This is really a double question, my two end goals having answers to:
- What is the standard string comparison order, in terms of the mechanics?
- What's a better name for that so I can update the docs?
Perl's documentation for sort says that without a block, sort
uses "standard string comparison order". But what is that order? There should be a better name for it. For this question, I specifically mean the situation where locale is not in effect, since that defines its own order.
In years past, we normally called the standard sort order "ASCIIbetically". It's in Learning Perl and many other books. However, that term is dated. Perl has been Unicode-aware since 5.6. Talking about ASCII is old school. Since Perl is also Unicode-aware, it knows about character strings. In sv.c, Perl_sv_cmp
knows about locale
, bytes
, and UTF-8. The first two are easy. But I'm not confident about the third.
/*
=for apidoc sv_cmp
Compares the strings in two SVs. Returns -1, 0, or 1 indicating whether the
string in C<sv1> is less than, equal to, or greater than the string in
C<sv2>. Is UTF-8 and 'use bytes' aware, handles get magic, and will
coerce its args to strings if necessary. See also C<sv_cmp_locale>.
=cut
*/
When Perl sorts using UTF-8, what is it really sorting? The bytes the string encodes to, the characters it represents (including marks maybe?), or something else? I think this is the relevant line in sv.c (line 6698 for commit 7844ec1):
pv1 = tpv = (char*)bytes_to_utf8((const U8*)pv1, &cur1);
If I'm reading that right (using my rusty C), pv1
is coerced to octets, turned into UTF-8, then coerced to characters (in the C sense). I think that means it's sorting by the UTF-8 encoding (i.e. the actual bytes that UTF-8 uses to represent a code point). Another way to say that is that it doesn't sort on graphemes. I think I've almost convinced myself I'm reading this right, but some of you know way more about this than I do.
From that, the next interesting line is 6708:
const I32 retval = memcmp((const void*)pv1, (const void*)pv2, cur1 < cur2 ? cur1 : cur2);
To me that looks like once it has pv1
and pv2
, which were coerced to char *
, now are just compared byte-by-byte because they are coerced to void *
. Is that what happens with memcmp
, which looks like it's just comparing bits based on the various docs I've read so far?
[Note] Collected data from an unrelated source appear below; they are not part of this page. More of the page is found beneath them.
PR #6186, opened 2026-07-31
fix(#6184): restore aliases when printing XMIR back to EO

### LINKED ISSUE #6184: `eoc format` unnecessarily expands aliased names to fully qualified names, making `+alias` unused
In `eo3/skeptic/human.eo` of [yegor256/eo3-programs](https://github.com/yegor256/eo3-programs), which declares `+alias eo3.pardon.appellation` on line 1, `eoc format` suggests rewriting `appellation in out > a!` into `eo3.pardon.appellation in out > a!` while leaving the `+alias` line untouched. The same happens to `assert`, `fake-stdin` and `fake-stdout` in that file, and to `appellation` in `eo3/fit/human.eo`.

There is no inverse of the parser's `resolve-aliases.xsl` on the printing side. The parser turns `appellation` into `Φ.eo3.pardon.appellation`, `eo:surface` in `eo-printer/src/main/resources/org/eolang/printer/print/to-eo-tree.xsl:31` prints that whole dotted path back, and nothing in the pipeline at `eo-printer/src/main/java/org/eolang/printer/Xmir.java:46-52` collapses it onto the alias the file declares. The output is worse than the input: every reference reads verbose and the surviving `+alias` meta is now dead, which `unused-alias` then flags.

The fix is one more print pass ahead of `to-eo-tree.xsl` that shortens `Φ.a.b.c` bases and rebuilds the `metas` to match, keyed on how often each FQN is referenced: more than once gets a `+alias` plus short references, exactly once is printed in full with its `+alias` dropped.

yegor256:
Closes #6184.

## Problem

The parser's `resolve-aliases.xsl` expands every aliased reference to its fully-qualified name — `appellation` under `+alias eo3.pardon.appellation` becomes `Φ.eo3.pardon.appellation` — and then discards the alias's role. Nothing on the printing side put it back, so `eoc format` rewrote every reference to its verbose form (`eo3.pardon.appellation in out > a!`) and left the surviving `+alias` meta dead, which `unused-alias` then flags. The output was worse than the input.

## Fix

A new print pass, `eo-printer/.../print/restore-aliases.xsl`, is inserted into the `Xmir.toEO()` train right ahead of `to-eo-tree.xsl` — the inverse of the parser's `resolve-aliases`. It restores the short spelling, keyed on how often each aliased name is referenced:

- **referenced more than once** → its `+alias` survives and every reference is shortened back to the alias name;
- **referenced once or not at all** → the `+alias` is dropped and the single reference is left fully qualified, which reads back the same on its own.

### Only names a `+alias` declares are touched

The parser flattens a method-dispatch chain onto a global (`os.is-windows.if`) into the very same `Φ.os.is-windows.if` shape a package import carries. Keying purely on "referenced more than once" would mistake such a chain for an import and alias it to a nonsensical `if`. The pass therefore takes its cue from the source's own `+alias` metas and never invents an alias for an undeclared qualified name — it is left fully qualified.

### Example

```
+alias eo3.pardon.appellation
+alias eo3.pardon.assert
+package eo3.skeptic

[] > human
  appellation in out > a!
  assert a > b
  appellation x > c
```

`eoc format` before → after this fix:
```
 +alias eo3.pardon.appellation
-+alias eo3.pardon.assert
 +package eo3.skeptic

 [] > human
-  eo3.pardon.appellation > a!
+  appellation > a!
     in
     out
   eo3.pardon.assert a > b
-  eo3.pardon.appellation x > c
+  appellation x > c
```

`appellation` is referenced twice, so its alias survives and its uses read short; `assert` is referenced once, so it stays fully qualified and its now-dead alias is dropped.

## Runtime sources reformatted

The runtime `.eo` sources are format-checked in the build, so the 17 that carry `+alias` metas are reformatted to the canonical short form this fix produces: dead and single-use aliases dropped, multiply-used ones restored to their short spelling (e.g. `string.regex "…"` → `regex "…"` in `os.eo`). The change is spelling-only — every reformatted file still parses without errors and the runtime tests are unaffected.

## Changes

- **`eo-printer/src/main/java/org/eolang/printer/Xmir.java`** — add `restore-aliases.xsl` to the `FOR_EO` train, before `to-eo-tree.xsl`.
- **`eo-printer/.../print/restore-aliases.xsl`** — the new pass.
- **`.../print-packs/yaml/alias-restored.yaml`** — multi-referenced alias kept and shortened, single-referenced expanded and its alias dropped, and an undeclared qualified name left fully qualified (no alias invented).
- **`.../print-packs/yaml/aliases.yaml`, `.../inheritance.yaml`** — expectations updated: dead/single-use aliases are now dropped rather than left standing.
- **17 `eo-runtime/src/main/eo/*.eo`** — reformatted to the new canonical alias form.

## Testing

`mvn -pl eo-printer test` passes (326 tests, including the `printsToParseableEo` reprint-fixpoint check for every pack). Verified reformatting is idempotent and every reformatted runtime source parses without `<errors>`.

https://claude.ai/code/session_01MSyecEYJj5qbuFFyjDDYr3


0crat:
@yegor256 Thanks for the contribution! You've earned +4 points for this: +16 as a basis; -4 for too many hits-of-code (198 >= 100); -8 for the lack of code review. Please, [keep](https://www.yegor256.com/2018/03/06/speed-vs-quality.html) them coming. Your running score is [+2896](https://www.eolang.org/zerocracy/objectionary-vitals.html); don't forget to check your [Zerocracy account](https://www.zerocracy.com/) too).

Again, I'm wondering what I'm missing in the trip from bytes->utf8->char->bytes, like maybe a Unicode normalization step. Checking out Perl_bytes_to_utf8
in utf8.c didn't help me answer that question.
As a side note, I'm wondering if this is the same thing as the Unicode Collation Algorithm? If it is, why does Unicode::Collate exist? From the looks of it, I don't think Perl's sort
handles canonical equivalence.